From: Kurt Hackenberg
Subject: Re: [VM] VM is awesome (was vm-save-buffer) (Hugo Geir)
Date: Sun, 8 Nov 2015 01:16:26 +0000 (UTC)

Robert P. Goldman <address@hidden> wrote:

>I used to use VM and really liked it (even submitted some patches back
>in the day).
>I had to switch to Thunderbird because I am a heavy IMAP user.  I use
>IMAP so that I can read my email, including old filed emails, on
>multiple devices.

Everybody uses multiple computers and IMAP, don't they?  (I don't, but
that's another story.)

I've used VM for about 15 years, and generally like it.  VM strikes me
as a programmer's mail reader: powerful, flexible, extensible.
Threading, virtual folders, many folders, folders anywhere in the
filesystem, recursive display of digests....  The obvious weakness is
displaying various MIME data types, since text editors don't do that.
(Emacs can display some images, but that's limited.)  There also seem
to be capacity limits.

It might be good to have a second IMAP client, or an option to the
existing one, that doesn't keep a local copy of the IMAP folder.  Of
course, it should use IMAP's ability to fetch only message headers,
without bodies, to generate the summary.  I think it would only have
to fetch one message body at a time, when the user looks at it.  It
could cache, in memory, about the last three or so messages.
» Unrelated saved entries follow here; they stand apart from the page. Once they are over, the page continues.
PR #1399, opened 2026-04-25
Refactor ConcurrentQueryManager: SecondaryConnection abstraction and connection pool improvements

khanaffan:
## Summary

Refactors the ConcurrentQueryManager's connection management layer with several improvements:

### SecondaryConnection Abstraction
- New `SecondaryConnection` virtual interface and `TypedSecondaryConnection<T>` template in `ECDb.h`
- `ECDb::_CreateSecondaryConnection()` virtual method allows DgnDb to override and create `TypedSecondaryConnection<DgnDb>`, registering domain SQL functions through its normal open path
- **Eliminates the regex-based SQL function copying hack** (`GetPrimaryDbSqlFunctions` / `UpdateSqlFunctions`)

### Connection Pool Rewrite
- Replaces fragile `shared_ptr::use_count() == 1` availability check with an explicit `m_inUse` flag guarded by mutex
- Adds `condition_variable`-based wait/notify (`ReleaseConnection` / `GetConnection`) instead of spin-yield loops
- `StopWaiting()` enables clean shutdown with no stuck worker threads
- `Interrupt()` now waits via condition variable instead of busy-looping

### Shutdown Safety
- `ConcurrentQueryMgr::Shutdown()` is now called on db close for both `NativeECDb` and `NativeDgnDb`, preventing use-after-close
- `Shutdown()` gracefully returns instead of throwing when the db is already closed

### RAII & Cleanup
- `QueryResponse::Future`: raw `Impl*` → `unique_ptr<Impl>` with defaulted move operations
- Deduplicated response marshalling in `JsInterop.cpp` into a shared `marshalResponse` lambda
- Moved N-API argument parsing into `JsInterop` overloads for cleaner separation
- Fixed `Config::GetFromEnv()` logic error (`||` → `&&`)
- Removed double semicolons and duplicate forward declaration


iModelCore/ECDb/PublicAPI/ECDb/ECDb.h
```diff
@@ -154,6 +154,32 @@ struct AsciiCaseInsensitiveCompare {
...
+    virtual ECDb const& GetDb() const = 0;
+};
+
+//=======================================================================================
+//! Template wrapper that holds a secondary connection as a value member of the specified type.
+//! For ECDb: TypedSecondaryConnection<ECDb>.
+//! For DgnDb: TypedSecondaryConnection<DgnDb> — the DgnDb open path registers all domain SQL functions.
+// @bsiclass
+//+===============+===============+===============+===============+===============+======
+template<typename T>
```
soham-bentley, line 176: Shouldn't we have something like this?
```C++
template <typename T>
concept IsECDb = std::is_base_of_v<ECDb, T>;
template <IsECDb T>
```

iModelCore/ECDb/PublicAPI/ECDb/ECDb.h
```diff
@@ -154,6 +154,32 @@ struct AsciiCaseInsensitiveCompare {
...
+struct TypedSecondaryConnection : SecondaryConnection {
+    T m_db;
```
soham-bentley, line 178: I maybe missing something. But is there any reason we are not holding `T&` reference here ?
And then while creating a secondary connection we can have a constructor like the following:
```C++
TypedSecondaryConnection(const T& db): m_db(db) {}
```
Then in `_CreateSecondaryConnection` we can do something like
```C++
auto conn = std::make_unique<TypedSecondaryConnection<DgnDb>>(this);
```

soham-bentley: Okay got it....we fill in newConnection from `BeSQLite.cpp`

khanaffan:
This is not require right now. And if redone will probably do it differently than this my moving out concurrent query from ECDB in to iModelPlatform or add-on.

Of course a local disk copy of the folder is necessary when the
network connection is intermittent, unreliable, or slow -- but that's
not always the case.  For example:

The usual corporate setup, where the IMAP server is down the hall,
across a gigabit Ethernet.  For a folder of 1000 messages, with each
message header being, oh, a couple of KB, fetching all the folder's
message headers to generate the summary would take...(mumble
mumble)...roughly a tenth of a second.  That seems plenty fast.

Even with my home setup, connected to the world at 25 mbps, that same
fetch of headers should take just a few seconds.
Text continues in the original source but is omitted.